Ex-racer Jackie Stewart used to insist his team's transporters were jacked off the ground and the wheels with the names of their tyre suppliers were all in exactly the same place around the top of the rim.

But if the preparations have started on Tuesday in the garage, there are scores of people who arrive even earlier - the catering teams. In fact if they have been at a test nearby (and the country next door is usually regarded as nearby!) it is a waste of time to go home for a day, so they go straight to the track and can get there the Sunday before the race - even for a European race. Schumi

In the last three years giant multi-storey motorhomes have become all the rage. BAR started the trend with a giant two-storey edifice (and it can be called that) that blossomed from a single pantechnican into a two-storey headquarters-cum-restaurant with balcony that dated everything else in the paddock overnight. At the time it was state of the art.
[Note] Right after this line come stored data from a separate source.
PR #269, opened 2020-01-31
Update dependencies and test JDK 11

### LINKED ISSUE #268: Update dependencies and test JDK 11

frenchy64:
Close #268 

Passes iroh tests https://github.com/threatgrid/iroh/pull/3143
Passes ctia tests https://github.com/threatgrid/ctia/pull/871


src/ctim/generators/events.clj
```diff
@@ -1,3 +1,4 @@
+(comment
```
msprunck: Why this ns is in comment? If not used, please remove it

test/ctim/test_helpers/core.cljc
```diff
@@ -27,9 +23,11 @@
     (binding [cs/*recursion-limit* n]
       (t))))
 
+; this function used to override gen/vector with
+; a function with different behavior, which broke
+; internal generator logic in test.check 0.10.0.
 (defn fixture-fast-gen [t]
```
msprunck:
```suggestion
(defn ^{:deprecated "1.0.16"} fixture-fast-gen [t]
```

frenchy64: `fixture-fast-gen` is still used in just about every `ctim` test namespace (it just does nothing now). I think deprecating it can wait because it would mean deleting all the references and this PR is big and tangled enough.

src/ctim/generators/events.clj
frenchy64: Removed the comment, thanks.

test/ctim/test_helpers/core.cljc
frenchy64: Opened an issue to do later https://github.com/threatgrid/ctim/issues/270

src/ctim/generators/events.clj
frenchy64: Decided to remove as it doesn't even compile.

PR #282, opened 2020-03-04
New investigation fields

noprompt:
This adds new fields to the `Investigation` schema see [here](https://github.com/threatgrid/iroh-engine/issues/202) and [here](https://github.com/threatgrid/iroh-engine/issues/255) for background.

### DIFF
--- a/src/ctim/schemas/investigation.cljc
+++ b/src/ctim/schemas/investigation.cljc
@@ -16,8 +16,8 @@
   (f/required-entries
    (f/entry :type InvestigationIdentifier))
   (f/optional-entries
-   (f/entry :object-ids (f/seq-of (f/str)))
-   (f/entry :investigated-observables (f/seq-of c/Observable))
+   (f/entry :object_ids (f/seq-of (f/str)))
+   (f/entry :investigated_observables (f/seq-of c/Observable))
    (f/entry :targets (f/seq-of c/IdentitySpecification))))
 
 (def-entity-type NewInvestigation
--- a/src/ctim/schemas/investigation.cljc
+++ b/src/ctim/schemas/investigation.cljc
@@ -14,7 +14,10 @@
   c/sourced-object-entries
   c/describable-entity-entries
   (f/required-entries
-   (f/entry :type InvestigationIdentifier)))
+   (f/entry :type InvestigationIdentifier)
+   (f/entry :ids (f/seq-of (f/str)))
+   (f/entry :investigated-observables (f/seq-of c/Observable))
+   (f/entry :targets (f/seq-of c/IdentitySpecification))))
 
 (def-entity-type NewInvestigation
   "Schema for submitting new Investigations"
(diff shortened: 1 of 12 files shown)


src/ctim/schemas/investigation.cljc
```diff
@@ -14,7 +14,12 @@
   c/sourced-object-entries
   c/describable-entity-entries
   (f/required-entries
-   (f/entry :type InvestigationIdentifier)))
+   (f/entry :type InvestigationIdentifier))
+  (f/optional-entries
+   (f/entry :object_ids (f/seq-of (f/str)))
+   ;; "type:value"
+   (f/entry :investigated_observables (f/seq-of (f/str)))
```
msprunck: Why do you prefer the string format for an observable? It will require additional parsing

src/ctim/schemas/investigation.cljc
```diff
@@ -14,7 +14,12 @@
...
+   (f/entry :targets (f/seq-of c/IdentitySpecification))))
```
msprunck: Could you add a description to these new fields?

Ex:
```clojure
(f/entry :targets (f/seq-of c/IdentitySpecification)
         :description "Investigated target devices")
```

src/ctim/schemas/investigation.cljc
```diff
@@ -14,7 +14,12 @@
   c/sourced-object-entries
   c/describable-entity-entries
   (f/required-entries
-   (f/entry :type InvestigationIdentifier)))
+   (f/entry :type InvestigationIdentifier))
+  (f/optional-entries
```
msprunck: Why `:actions` is not defined in CTIM?

src/ctim/schemas/investigation.cljc
```diff
@@ -14,7 +14,12 @@
...
+   (f/entry :object_ids (f/seq-of (f/str)))
```
msprunck:
```suggestion
   (f/entry :object_ids (f/seq-of c/Reference))
```

src/ctim/schemas/investigation.cljc
noprompt: I'm not sure but I can add that.

src/ctim/schemas/investigation.cljc
noprompt: Originally, this is what I had in the initial commits. In a conversation with between @craigbro, @jbouwman, and I regarding these new fields and in the context of ES and CTIA, it was suggested the data for this field be stored as `"type:value"` rather than the full observable or a `{:type "value"}`. This is why the schema is this way. Personally, I have no preference; I'm just interested in doing the "right" thing.

src/ctim/schemas/investigation.cljc
noprompt: Yes. I'm still working on this but I'll apply this suggestion.

gbuisson:
After reviewing IMHO, I believe that this entity definition should be taken out of CTIM and moved to CTIA,
it was OK at first to let it be here because it was very abstract, but now its definition exposes too much implementation details and is not relevant to the Open Source CTIM repository.

saintx:
I think that closing this was premature, and making Joel figure out the nuances of how to perform schema validation with entities that are outside of CTIM is scope creep.  If the Investigation entity needs to be removed from CTIM, that should be its own separate issue, and not impede this work.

Now Renault has its own version, but the place at the top of the pile has unquestionably been taken by McLaren. They are cagey about the cost but team boss Ron Dennis admitted it amounts to roughly as much as replacing the three motorhomes they were using last year.

It is a matt silver masterpiece of engineering. Transported on at least three trucks, it has laser levelling and takes something like fifteen hours over two days to construct. As well as a central entertaining area and several upstairs private offices, it has two side dining rooms, several meeting areas, a collection of well stocked kitchens and wall-to-wall flat-screen TV. There are even two outdoor balcony areas. With good reason they call it a 'communications centre' rather than just a motorhome.

When you consider that sponsors who invest millions of pounds could be wined and dined in this building, while in another part David Coulthard may be in a technical meeting, team boss Ron Dennis could on the phone in his first floor office and below someone could be preparing breakfast, lunch or dinner, it is easy to justify the expense in such a global sport.

So, when you flick on the television for the next Grand Prix, spare a thought for the hundreds of hours that have gone into making Formula One what it is.